4. What can the scientists in the democracies of the West and the Global South do to help Ukraine?

To help Ukraine resist Russian imperial aggression, we call upon the academic and research institutions of the democratic world to join the economic and financial sanctions against the aggressors. No more business as usual, no more invitations to international conferences and programs for the aggressors. We call upon the scientific journals to enforce the compliance of all their Contributors, Reviewers and Editorial Board members with the stated ethical code of conduct common to all publishers. Obviously, we are not asking to ban all scientific publications by Russian scientists. Instead, we are requesting that their submissions are accompanied by a clear and explicit public statement condemning imperial aggression against Ukraine, and that failure to provide such a statement disqualifies the submission on the grounds of violating the publisher’s code of ethical conduct. We call upon every democratic institution and individual scientist to make a calculated decision to help Ukraine, engaged with their conscience and with the knowledge that the liberty of individuals and nations depends upon the choice they make.

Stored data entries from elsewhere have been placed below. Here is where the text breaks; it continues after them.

PR #417, opened 2017-02-21
Add `stbt.android` with control & screenshot mechanism for Android devices

drothlis:
See the docstring in `stbt/android.py` for details.

TODO:

- ~~Make a separate `stbt-mobile` package~~
- [x] Install it.
- [x] Release notes.
- [x] Take default values for `AdbDevice` constructor from `stbt.conf`.
- [x] Integration tests with a real phone. (Doesn't run on Travis)
- [x] Test the rendering of the rst documentation.
- ~~Obey `$ANDROID_SERIAL` just like adb client does?~~ I suppose we do implicitly: If we don't specify `adb_device` in the constructor or stbt.conf, we call `adb` without `-s` so adb will obey `$ANDROID_SERIAL`.
- ~~Rename `adb_device` constructor parameter to `adb_serial` or `android_serial`?~~ Nah. I've improved the documentation though.
- [x] Rename `screenshot` to `get_frame` for consistency with `_stbt.core.DeviceUnderTest`?
- [x] Add `press` for pressing HOME & BACK buttons for phones with hardware buttons (not on-screen buttons).
- [x] Soak test a stbt test over adb tcpip.
- [x] Don't log invalid screenshot data.
- ~~Retry screenshot if times out over tcpip?~~ Maybe later.


drothlis:
`AdbDevice.devices()` is an odd one out, because it isn't about a specific Android device, it's just talking to adb to list all available devices.

It's convenient to have it in `AdbDevice` because `AdbDevice` knows the necessary paramaters to talk to the adb server (`adb_server` (the hostname) and `adb_binary`).

wmanley:
> AdbDevice.devices() is an odd one out, because it isn't about a specific Android device, it's just talking to adb to list all available devices.

Yes.  If you really wanted to fix this you could have a seperate `Adb` class representing a connection to an adb server, but given we're just wrapping a command line tool I don't think it matters.

stbt/android.py
```diff
@@ -0,0 +1,406 @@
...
+
+from __future__ import division
+
+import re
+import subprocess
+import sys
+import time
+from collections import namedtuple
+
+import cv2
```
wmanley: I'd prefer if you just import cv2 in the screenshot function.  That way this module is usable without that dependency.

stbt/android.py
```diff
@@ -0,0 +1,406 @@
...
+import numpy
```
wmanley: Same is true of `numpy`

stbt/android.py
```diff
@@ -0,0 +1,406 @@
...
+
+        w, h = img.shape[1], img.shape[0]
+        stbt.debug("Screenshot is %d px wide x %d px high" % (w, h))
+
+        if self.coordinate_system == CoordinateSystem.ADB_720P:
+            # Resize to 720p preserving orientation
+            if w > h:
+                img = cv2.resize(img, (1280, 720))
+            else:
+                img = cv2.resize(img, (720, 1280))
```
drothlis: I wonder if we should make `screenshot` resize --and rotate portait images-- if CoordinateSystem.CAMERA_720P. That way the screenshots would be compatible with the screenshots you're getting from `stbt.get_frame()`.

On the other hand it can be a useful debugging tool to get the ADB screenshots in the same orientation as the device. But you could always instantiate a different `AdbDevice` with `CoordinateSystem.ADB_NATIVE` for those debugging screenshots.

stbt/android.py
```diff
@@ -0,0 +1,406 @@
...
+                    .replace("\r\n", "\n"))
+            img = cv2.imdecode(
+                numpy.asarray(bytearray(data), dtype=numpy.uint8),
+                cv2.CV_LOAD_IMAGE_COLOR)
+            if img is None:
+                sys.stderr.write(
+                    "AdbDevice.screenshot: error: Failed to get screenshot "
+                    "via adb (attempt %d/10)\n" % attempt)
+                sys.stderr.write("Length of data: %d\n" % len(data))
+                sys.stderr.write("Data: %r\n" % data)
```
wmanley: I've been coming round to using `logging.warning` for this kind of thing. It will end up on stderr by default anyway, but it gives us additional options too like structured logging.  So this would be:

    logging.warning("AdbDevice.screenshot: error: Failed to get screenshot "
                    "via adb (attempt %d/10)\n"
                    "Length of data: %d\n"
                    "Data: %r", attempt, len(data), data)

stbt/android.py
```diff
@@ -0,0 +1,406 @@
...
+            return _to_native_coordinates(
+                x, y, self.coordinate_system, self._get_display_dimensions())
+
+    def _get_display_dimensions(self):
+        return _parse_display_dimensions(
+            self.adb(["shell", "dumpsys", "window"],
+                     timeout_secs=10, capture_output=True))
+
+
+class AdbError(Exception):
```
wmanley: Should this subclass `subprocess.CalledProcessError`?

stbt/android.py
```diff
@@ -0,0 +1,406 @@
...
+            else:
+                break
+        else:
+            raise RuntimeError(
+                "Failed to capture screenshot from android device")
+
+        w, h = img.shape[1], img.shape[0]
+        stbt.debug("Screenshot is %d px wide x %d px high" % (w, h))
+
+        if self.coordinate_system == CoordinateSystem.ADB_720P:
```
wmanley: So it's clear what we should be doing here in `ADB_720P` mode and `ADB_NATIVE`, what about `HDMI_720P` and `CAMERA_720P`?

stbt/android.py
```diff
@@ -0,0 +1,406 @@
...
+            # Resize to 720p preserving orientation
+            if w > h:
+                img = cv2.resize(img, (1280, 720))
+            else:
+                img = cv2.resize(img, (720, 1280))
+
+        return img
```
wmanley: Would there be any value in returning a `stbt.Frame` here?  We would have to do timestamping which would probably only be accurate to <0.5s or so.  Probably not worth it at this point, we can be on the lookout for usecases.

tests/test_android.py
```diff
@@ -0,0 +1,124 @@
...
+        coordinate_system=CoordinateSystem.ADB_NATIVE)
+    if not any(
+            serial in _adb.devices() for serial in [
+                "7278681B045C937CEB770FD31542B16",  # Our CI Samsung Galaxy Ace2
+                os.environ.get("ANDROID_SERIAL", None),
+            ] if serial is not None):
+        raise SkipTest(
+            "CI Android device not connected. You can set ADB_SERVER, "
+            "ANDROID_SERIAL, and ADB_BINARY environment variables.")
+    return _adb
```
wmanley: Nice tests.

tests/test_android.py
```diff
@@ -0,0 +1,124 @@
...
+
+          Display: init=480x800 cur=480x800 app=480x800 rng=480x442-800x762
+          [...]
+        """)
+    assert _parse_display_dimensions(samsung_galaxy_ace_2) == \
+        _Dimensions(width=480, height=800)
+
+
+def test_screenshot_tap_and_swipe(adb):  # pylint:disable=redefined-outer-name
+    adb.adb(["shell", "input", "keyevent", "KEYCODE_HOME"])
```
wmanley: In the future we should consider adding a `press` function or similar for this usecase.

stbt/android.py
```diff
@@ -0,0 +1,406 @@
...
+        if self.adb_server:
+            _command += ["-H", self.adb_server]
+        if self.adb_device:
+            _command += ["-s", self.adb_device]
+        _command += command
+        stbt.debug("AdbDevice.adb: About to run command: %r\n" % _command)
+        output = subprocess.check_output(
+            _command, stderr=subprocess.STDOUT, **kwargs)
+        if command[0] in ("connect", "tcpip", "usb"):
+            time.sleep(5)
```
wmanley: What's up with this?  This feels like a layering violation.

stbt/android.py
```diff
@@ -0,0 +1,406 @@
...
+        x, y = _region_to_tuple(position)
+        stbt.debug("AdbDevice.tap((%d,%d))" % (x, y))
+
+        x, y = self._to_native_coordinates(x, y)
+        self.adb(["shell", "input", "tap", str(x), str(y)], timeout_secs=10)
+
+    def _adb(self, command, timeout_secs=None, **kwargs):
+        _command = []
+        if timeout_secs is not None:
+            _command += ["timeout", "%fs" % timeout_secs]
```
wmanley: It's a shame that `subprocess` is so limited that we need to use an additional helper binary for this.  Incidentally Python 3.5 has fixed this with their new [`subprocess.run`](https://docs.python.org/3/library/subprocess.html#subprocess.run).

stbt/android.py
wmanley: Sounds reasonable to me if it's not too much extra work.

wmanley:
> - [ ] Make a separate stbt-mobile package?

What's the motivation for this?

drothlis:
> What's the motivation for [Make a separate stbt-mobile package]

1. Avoid adding dependencies like `adb` on the standard stb-tester package.
2. Allow installing it without installing stb-tester.

But now that I think about it:

Re (1), we might not want to add a dependency on the Ubuntu adb package, so that users can install whatever version they want (the adb client and adb server version must match exactly, and users may want to plug their phones into a remote adb server, or integrate with Appium which manages its own adb version).

Re (2), I'm not even sure how that would work, given that you need a `stbt/__init__.py` file present if you wanted to install this package and have `import stbt.android` work; the `stbt/__init__.py` would conflict with the one from the main stb-tester package.

So I'm tempted to conclude that it isn't worth making a separate package, and we'll just stuff it into the main stb-tester package.

stbt/android.py
drothlis: It's the only way I could get `test_AdbDevice_tcpip` to pass. `adb tcpip` and `adb usb` both restart the adbd process on the phone). The test has passed 80/80 times. Without any sleep the test fails almost every time. With a 1 second sleep it fails 2/10 times. This was with a modern phone (Moto X 2nd gen); on our old CI phone (Galaxy Ace 2) `adb tcpip` doesn't seem to work.

Here's how I ran the test:

```
ANDROID_SERIAL=model:XT1092 PYTHONPATH=`pwd` py.test -vv -rs -x --count=100 tests/test_android.py -k test_AdbDevice_tcpip
```

wmanley:
> So I'm tempted to conclude that it isn't worth making a separate package, and we'll just stuff it into the main stb-tester package.

Sounds reasonable to me.  It depends on `stbt.Region` anyway.

stbt/android.py
wmanley: Well then I think the sleep belongs in `_connect` and the `test_AdbDevice_tcpip` rather than here.

stbt/android.py
drothlis: `import stbt` isn't going to work if you don't have cv2 & numpy, is it?

stbt/android.py
drothlis: So with HDMI_720P it should also shrink portrait images to 720px high, and add letterboxing on the sides?

stbt/android.py
drothlis: Yeah, I suppose in practice you'll never be using `adb tcpip` and `adb usb` from test scripts.

stbt/android.py
drothlis: Hmmm *all* of the subprocess functions have `timeout` since Python 3.3, and the `subprocess32` backport includes this. Unfortunately `subprocess32` isn't available in the Ubuntu 12.04 or 14.04 repos.

drothlis: I suppose we could copy `subprocess32.py` into our repo. It's a self-contained 1900 line file.

stbt/android.py
drothlis: Done.

stbt/android.py
wmanley: Sounds like a bit of a pain.  Perhaps for now it should raise `NotImplementedError`.

stbt/android.py
wmanley: I believe it has a native component too.

drothlis: You're right: https://github.com/google/python-subprocess32/blob/master/subprocess32.py#L465-L472

stbt/android.py
```diff
@@ -0,0 +1,407 @@
...
+            self.cmd, self.returncode, self.output, self.adb_devices)
+
+
+def _region_to_tuple(r):
+    if isinstance(r, stbt.Region):
+        return ((r.x + r.right) // 2, (r.y + r.bottom) // 2)
+    elif isinstance(r, tuple) and len(r) == 2:
+        return r
+    else:
+        raise ValueError("Expected stbt.Region or (x,y) tuple but got %r" % r)
```
wmanley: I think this should be `TypeError`.

An alternative implementation that takes advantage of Python's duck typing might look like:

```
try:
    return (r.x + getattr(r, "width", 0) // 2, r.y + getattr(r, "height", 0) // 2)
except AttributeError:
    pass
try:
    x, y = r
    return (x, y)
except ValueError:
    raise TypeError("Expected stbt.Region or (x, y) coordinates but got %r", r)
```

stbt/android.py
drothlis: Or maybe this function should just return the native adb screenshot in all cases. After all you have `stbt.get_frame` for the camera / hdmi capture.

I'm starting to think that making this look like a `DeviceUnderTest` is a bit misleading if you're actually going to be grabbing frames from `stbt.get_frame`.

drothlis: > Or maybe this function should just return the native adb screenshot in all cases

No, because then what's the point of ADB_720P.

stbt/android.py
drothlis: > Would there be any value in returning a stbt.Frame here

Good idea. Done.

I did a quick test by starting the Android stopwatch when my computer ticked over to 0 seconds of a new minute, and printed the time before & after calling `AdbDevice.screenshot` as well as saving the frame. Seems to be within 0.1s variance. For now I've documented it as "probably to <0.5s or so". To quantify it we could capture frames from HDMI and from ADB at the same time, and do OCR on the time on the screen. But that's outside the scope of this pull request.

stbt/android.py
drothlis: Done.

stbt/android.py
drothlis: I don't like it because `_region_to_tuple("25")` returns `(2, 5)`.

drothlis: I changed the exception to TypeError, and added some tests.

stbt/android.py
drothlis: In `screenshot` I've implemented rotating & scaling for CAMERA_720P, and it raises NotImplementedError for HDMI_720P.

stbt/android.py
drothlis: Not sure. I think of subprocess as an implementation detail and I have considered changing the `__str__` to be less CalledProcessError-like, and possibly changing `cmd` to only show the adb command not the full shell command.

tests/test_android.py
drothlis: It's on the todo list at the top.

stbt/android.py
drothlis: For the record here are my test results of `test_adb_tcpip`:

* connect sleep(1), tcpip/usb sleep(5): Failed 1/7: Device offline
* connect sleep(2), tcpip/usb sleep(2): Failed 1/2: Unable to connect
* connect sleep(2), tcpip/usb sleep(3): Failed 1/6: Unable to connect
* connect sleep(2), tcpip/usb sleep(4): Failed 1/108: Unable to connect
* connect sleep(2), tcpip/usb sleep(5): Failed 0/181.

drothlis:
I think I've addressed all your comments so far except the cv2 & numpy import (because `import stbt` would fail anyway if those aren't installed) and the AdbError parent class.

stbt/android.py
drothlis: I've implemented rotating & scaling for CAMERA_720P, and it raises NotImplementedError for HDMI_720P.

tests/test_android.py
drothlis: Done.

drothlis:
I've squashed all my changes & force-pushed.

drothlis:
I soaked the following stbt test overnight for 10 hours:

```
import os

import cv2

from stbt.android import AdbDevice, CoordinateSystem
from stbt import match, wait_until


def test_get_frame_press_tap_and_swipe():
    adb = AdbDevice(
        adb_server=os.environ.get("ADB_SERVER", "localhost"),
        adb_device=os.environ.get("ANDROID_SERIAL", None),
        adb_binary=os.environ.get("ADB_BINARY", "adb"),
        tcpip=os.environ.get("ADB_TCPIP", False),
        coordinate_system=CoordinateSystem.ADB_NATIVE)

    f = [None]

    def match_any(basename):
        f[0] = adb.get_frame()
        return (match("tests/images/galaxy-ace-2/" + basename, f[0]) or
                match("tests/images/moto-x2/" + basename, f[0]))

    try:
        adb.press("HOME")
        m = wait_until(lambda: match_any("app-icon.png"))
        assert m
        adb.tap(m.region)
        assert wait_until(lambda: match_any("app.png"))
        adb.swipe((240, 0), (240, 600))
        assert wait_until(lambda: match_any("settings-icon.png"))
    except AssertionError:
        cv2.imwrite("adb-screenshot.png", f[0])
        raise
```

With:

### 1. TCPIP

```
ANDROID_SERIAL=192.168.2.162:5555 ADB_TCPIP=True \
./stbt-batch run -kk -o results/adb-tcpip test_android.py::test_get_frame_press_tap_and_swipe
```

There were 29 errors out of 1698 test runs. All were "AdbError: Command '['timeout', '60.000000s', 'adb', '-H', 'localhost', '-s', '192.168.2.162:5555', 'shell', 'screencap', '-p']' failed with exit status 124." (124 is `timeout`'s exit status.) Phone was still reachable & tests were still passing in the morning.

### 2. USB

```
ANDROID_SERIAL=7278681B045C937CEB770FD31542B16 \
./stbt-batch run -kk -o results/adb-usb test_android.py::test_get_frame_press_tap_and_swipe
```

100% passed out of 2618 test runs.

stbt/android.py
```diff
@@ -0,0 +1,784 @@
...
+        """Run any ADB command.
+
+        ``command`` and ``kwargs`` are the same as `subprocess.check_output`,
+        except that ``shell``, ``stdout`` and ``stderr`` are not allowed.
+
+        Raises `AdbError` if the command fails.
+        """
+        try:
+            if self.tcpip:
+                self._connect(timeout_secs)
```
wmanley: So we call `adb connect` before every invocation of `adb`?

stbt/android.py
```diff
@@ -0,0 +1,784 @@
...
+                raise ValueError(
+                    "Invalid value '%s' for android.coordinate_system in "
+                    "config file. Valid values are %s."
+                    % (name, ", ".join("'%s'" % k for k in
+                                       CoordinateSystem.__members__)))  # pylint:disable=no-member
+            coordinate_system = CoordinateSystem[name]
+        self.coordinate_system = coordinate_system
+
+        if self.tcpip:
+            self._connect(timeout_secs=60)
```
wmanley: I'm not a big fan of this constructor.  It feels a little overloaded.  What about:

```
new_adb_device_usb(adb_device=None, adb_server=None, adb_binary=None, coordinate_system=None)
new_adb_device_tcpip(address, adb_server=None, adb_binary=None, coordinate_system=None)
new_adb_device_from_config(config=None)
```

Hmm, seems a bit much.

stbt/android.py
```diff
@@ -0,0 +1,784 @@
...
+            https://developer.android.com/reference/android/view/KeyEvent.html
+            (you can specify it with or without the "KEYCODE_" prefix).
+            Particularly useful key codes are "HOME" and "BACK", which are
+            physical buttons on some phones so you can't hit them with
+            `AdbDevice.tap`.
+        """
+        # "adb shell input keyevent xxx" always returns success, so we need to
+        # validate key names.
+        if key not in _KEYCODES and "KEYCODE_" + key not in _KEYCODES:
+            raise ValueError("Unknown key code %r" % (key,))
```
wmanley: `press("KEY_OK")` will fail. It'll look up `KEYCODE_KEY_OK`.

I would say require the `KEYCODE_` prefix for now.  That way we can sort out a mapping for our standard keycodes in the future without clashes or backwards compatibility concerns.

Is there a reason you need to check the list before forwarding it on to ADB?  Presumably `adb` will fail if the key is missing?

drothlis: Yes, as per the comment in the code: "adb shell input keyevent xxx" always returns success, so we need to validate key names.

I have implemented the mandatory KEYCODE_ prefix.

Acknowledgments: The author would like to acknowledge all his past and current Ukrainian collaborators and colleagues for the inspiration for this article. I am grateful to my uncle Сергій Левицький for teaching me to be a Donetsk-born Ukrainian and to his sister Ганна for teaching me to be a scientist. I am grateful to Professor Shymansky of the Physics Department of the Taras Shevchenko National University for promoting Ukrainian identity in academia and always wearing vyshyvanka to work in 1980s; and to my Ph.D. advisor, Professor Demchenko of the Palladin Institute of Biochemistry, for teaching me how to survive in science the Spartan swimming-lesson way. I am grateful to my first postdoctoral supervisor, Professor Peter Holloway of the University of Virginia for his unwavering support of Ukraine, for bringing the sample of brominated lipids to Kyiv in late 1980s and for teaching me how to make pysanky in 1991; and to my last postdoctoral supervisor, Professor Stephen White of the University of California at Irvine, for his countless actions of support, including the editing my first letter of protest against the Russian invasion of Ukraine in 2014. And above all, the author is indebted to the Armed Forces and men and women of Ukraine for their heroic efforts in defending our country and democracy. Слава Україні!